I’m only putting this incase what I’m about to say triggers people. ^^^
I get down so quickly and sometimes I’ll actually sit and talk out loud to myself and answer myself back and I’m a Trekkie.. this is going to sound so crazy. Basically because I have felt alone for such a long time in my head I imagine that I am among the crew of Voyager and that all the characters are trying to support me through my difficult times like if I’m talking out loud about my abusive past I’ll sit there and ask myself.. Why do you blame yourself? And I’ll genially think it’s one of the crew asking me and sometimes I’ll sit and cry, scream or even shout and then I’ll answer the question and I’ll calm down and talk about something else like my 6 suicide attempts and then the questions go crazy like.. Why did you do it? What did it feel like? Why are you like this? And I’ll sit and talk about how my moms ex broke 10 layers of skin on my butt because a woman thought he was my dad and told him I was bullying her daughter.. this has traumatized me for life and yet I get told to move on because it doesn’t matter anymore.. this is also a reason why I feel safer around women even though one of my ex girlfriends threatened to kill me and punched me because of a train ticket and she has BPD and a lot of MH issues and I was the target all the time.
Me and my mother had an argument once so I went for a walk and sat in a tree and totally forgot how dark it was and I was almost raped. My mother even said that I was never the daughter she hoped for.
I don’t normally do this either because I get paranoid opening up to people after a so called best friend of mine said “I don’t fucking care if you kill yourself.”
I almost died at 17.. I got sectioned for 3 weeks.. I lost control and had a mental breakdown and my mother thought I was just attention seeking. She used to hit me after her friend said to hit me if I was ever bad.. she used to chase me up the stairs and paste me black and blue.. I’d hide under the covers but it was never enough.. I still live with her because I have no other family and I can’t move in with anyone and I’m terrible at saving money to be able to move out by myself.

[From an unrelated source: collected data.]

PR #151, opened 2017-02-23
[RUNTIME] Update TCP notification proto to include sensor mappings

brandonxxlee:
These mappings will be read from a csv file on the robot and sent to Dawn on initial connection of TCP.


yizow (approved):
LGTM, assuming you change the ansible tag to runtime for consistency.

PR #152, opened 2017-02-24
[DEVOPS] Makefile: Use .PHONY targets, simplify commands

kevinji:
Just in case we have files called `install` or `artifacts`.


nikitakit (approved):
Oh right, I completely forgot to mark targets as phony.

Travis passed, so lgtm

PR #154, opened 2017-02-24
[RUNTIME] Send sensor mappings to Dawn

bodiddles:
-Parses CSV file currently in the runtime repo and sends it via the notification proto to Dawn once Runtime connects to Dawn. 
-Sends each individual mapping as a repeated message in notification.proto with uid/old name as device_name and the name the student set as new_device_name.
-Compiled new notification proto


runtime/testy/Ansible.py
```diff
@@ -251,6 +252,16 @@ def __init__(self, badThingsQueue, stateQueue, pipe):
         self.sock = socket.socket(socket.AF_INET, socket.SOCK_STREAM)
         self.sock.connect((self.dawn_ip, TCP_PORT))
 
+        proto_message = notification_pb2.Notification()
+        proto_message.header = notification_pb2.Notification.SENSOR_MAPPING
+        with open('namedPeripherals.csv', 'r') as f:
+            sensorMappings = csv.reader(f)
+            for row in sensorMappings:
+                pair = proto_message.sensor_mapping.add()
+                pair.device_new_name = row[0]
```
nikitakit: Uhh so the sensor mapping should relate some hibike-related uids or device ids to human-readable names.

The use of `device_new_name` and `device_name` as the names for the proto fields is highly misleading if this is the case.

nikitakit (changes requested):
See comment.

Also, what is the plan for receiving updated sensor names from Dawn?

nikitakit:
Don't forget to change and commit the `.proto` file during the rename!

brandonxxlee:
Compiling the proto right now!

Our current plan for updating sensor mapping is Dawn will scp a new csv file everytime they upload student code.

runtime/testy/fake_dawn.py
```diff
@@ -50,19 +50,18 @@ def tcp_relay(port):
...
         receive_msg, addr = conn.recvfrom(2048)
         if receive_msg is None:
             continue
         else:
             parser = notification_pb2.Notification()
             parser.ParseFromString(receive_msg)
-            print(parser.header)
-            if parser.header == notification_pb2.Notification.CONSOLE_LOGGING:
-                print(parser.console_output)
-        next_call += 1.0/dawn_hz
```
nikitakit, line 65: I think you don't want to delete the `next_call +=` line

nikitakit (changes requested):

runtime/testy/fake_dawn.py
```diff
@@ -50,19 +50,19 @@ def tcp_relay(port):
     s.bind((host, port))
     s.listen(1)
     conn, addr = s.accept()
+    conn.send(msg)
     while True:
-        next_call = time.time()
-        conn.send(msg)
         receive_msg, addr = conn.recvfrom(2048)
+        next_call = time.time()
```
yizow: i agree with moving these two `next_call` lines together, but should probably swap back up to be immediately after while True. 
Unneccessary diff.

nikitakit (approved):
lgtm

Even though I have been through all of this and more I have been one year free from overdosing and believe me it’s really hard to not want to do that even now when I feel so depressed and emotional..
If this is too much for you then I will take it down.. I just needed to vent and I needed a safe place to do it as the other groups I’m in I have a friend in there who will talk behind my back and probably take the piss with my other friend and then message me saying “oh yeah I feel like that sometimes.” I hate it when I feel like this because I’d rather have someone trying to cheer me up or change the subject rather than making me feel worse by them comparing themselves to my problems.
So if this affects you then I’m sorry.